ズッッバァァァァーーーーッッンッ!!!!!!
≪157km/h≫
風岡(まだアジャストできないか…。さすがの直球だよ。鬼頭。)
《今度はアウトローへの157km/h!!その球速もさることながら、キャッチャーのミット動きません!!!この制球力!!!》
赤嶋『久々に見たな。キャプテンの1打席で2回の空振り。』
栄『なに、その次元?風岡って。』
霞『さっきの大ホームランを見てもまったくビビってない。だから強いんだよね。投手としてのヒロは。その精神力っていうのかな。』
《さあカウントは1ボール2ストライク!追い込んで有利なのは鬼頭博行!!!》
西口(風岡は左打者。チェンジアップが非常に効果的。)
ビュゥゥゥッッッッ!!!!!
スッッ
カキィィィーーーッッーンッ!!!
西口(なにっ!?!?)
《これは流し打ったが…!?ファール!!!ファール!!!》
小宮(スゴいな…この人…。)
鬼頭(俺の準ウイニングショットなんだけどなー実はチェンジアップって…。)
西口(小宮のチェンジアップよりも高精度の博行先輩のチェンジアップを体勢崩されずに流し打つか…。せめて体の軸くらいブレてもいいじゃんかよ…。
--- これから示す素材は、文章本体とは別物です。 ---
PR #598, opened 2024-10-21
gnome: fix GDM theme not applying when Gnome is disabled

Kasper24:


trueNAHO (approved):
LGTM.

This closes https://github.com/danth/stylix/issues/596, right?

danth (approved):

)
《さあカウントは変わらず!次はなにでくるか!?》
鬼頭(これで撃ち取る!!)
ビュゴォォゥゥッッッーーーッッーッ!!!!
カキィーッン!
≪157km/h≫
《これはファール!!!157km/h連発!!!しかし風岡も食らい付く!!!》
風岡(タイミングは掴めた。あとはこの球威と、ホップするように感じる球の軌道だな。)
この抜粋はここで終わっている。